Trockenperioden wechseln mit reichhaltigem Wasserangebot ab und - als wäre es geplant - kommt unsere Welt zu diesem Zeitpunkt in Bewegung, die Nährstoffe in dem heißen Nass werden uns so optimal zugeführt. Später herrscht wieder Ruhe, Trockenheit, die Zeit des Nachdenkens. Über Generationen hinweg ist es Forschern gelungen, viele Rätsel des Universums zu lösen, die Vorgänge in unserer Lebenssphäre zu verstehen. Offensichtlich leben wir nicht im Mittelpunkt des Kosmos. Wir sind aber abhängig von dessen Innenraum: Wenn er sich mit Masse füllt, was in unregelmäßigen Abständen geschieht (oder ist die Beobachtungsdauer zu kurz, um das Muster zu erkennen?), wird auch die für alles Leben unverzichtbare, nährstoffhaltige, heiße Flüssigkeit erzeugt. Wir sind zu dem Schluss gekommen, dass sich nichts aus dem Nichts bilden kann, auch wenn dies die Annahme eines ersten Etwas beinhaltet. Die so wichtige wässrige Lösung halten wir deshalb für eine andere Form des Ruhezustands.
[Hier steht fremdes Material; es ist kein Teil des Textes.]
Issue #270, opened 2014-10-08
Change internal driver identifiers


tofumatt:
It would be nice if we didn't use obscure identifiers like `asyncStorage` or `localStorageWrapper` as the strings that identify each driver. Sure, we ask developers to use constants (like `localforage.INDEXEDDB`), but I'd still like it if the strings reported by, say, `localforage.driver()` were a bit nicer. Just a nice-to-have.

PR #390, opened 2015-06-06
refactor(localforage): use es6 with babel (loose all)

### LINKED ISSUE #158: Try writing some code using ES6
It might be nice to experiment with some ES6 goodness in localForage. And with #157, we can nicely transform it to ES5 for distribution.

thgreasi:
Resolves #158


thgreasi:
This PR should be initially be just for discussion until we discuss & strictly define things like,
where es5 sources should be placed (are they even needed?) etc...

Both refactoring commits pass all the tests.
The first one just uses `class` for `LocalForage` object and the second uses `export` statements.

Extra code needed for `Component` bundler (not covered by UMD) can be easily identified.
Still no webpack tests.

tofumatt:
:open_mouth: Soooo cool. I'm painting my apartment this weekend (and the router is in the room we're painting so I'm often offline :wink:) but I'll start review ASAP!

thgreasi:
Some things that need further discussion:


### remove `require('promise')`
For some developers requiring polyfills is an anti-pattern. Could we just add the polyfill to the dist bundle? Is this really required for a use case not covered by the test cases (nodejs maybe)?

Aus diesem ‚Verbrauch’ der Ruhe ergibt sich schließlich, ein wenig zeitverzögert, auch eine Rotation unserer Biosphäre. Nicht vorhandene Ruhe bedeutet zwangsläufig Bewegung. Es dauert eine Weile, dann wird die für unseren Stoffwechsel so wichtige Flüssigkeit aufgrund der Fliehkraft in die Außenwelt geschleudert, kehrt aber in Form von Stillstand wieder zurück. Danach verschwindet die erwähnte feste Substanz, ein Vorgang, den kein Wissenschaftler bis jetzt in die etablierte Erklärung des ‚Ruhe-Flüssigkeit-Bewegungs-Trialismus’
einfügen konnte. Manche Forscher vermuten aufgrund theoretischer Schlüsse, dass die ‚Innenmaterie’ aus einem anderen Universum kommt und wieder dahin verschwindet. Die Gegner dieser Theorie lehnen es aber ab, Dinge zu postulieren, die wissenschaftlich nicht erforschbar sind.
Trotz dieser Erkenntnisprobleme ist es faszinierend - wie wunderbar perfekt ist die Welt für uns gemacht!
„Warum denn das?“, schimpfte Karlheinz und verzog verächtlich seinen Mund. „Was hast du gegessen? Sutchi?“
„Sushi - das ist roher Fisch mit Klebereis in Algen, ganz lecker!“ Lisa gefiel es, ihren Mann mit diesen Fakten zu provozieren. Schrecklich, seine Engstirnigkeit.
„Du mit deinem Ausländerfraß. Kann gar nicht verstehen, wie man von so was leben kann. Sushi in der Kantine, was es nicht alles gibt - zum Glück ist unser Haushalt noch normal!“
Lisa hatte keine Lust auf weitere kleingeistige Kommentare. Sie ging in den Keller, die Waschmaschine musste ‚gefüttert’ werden.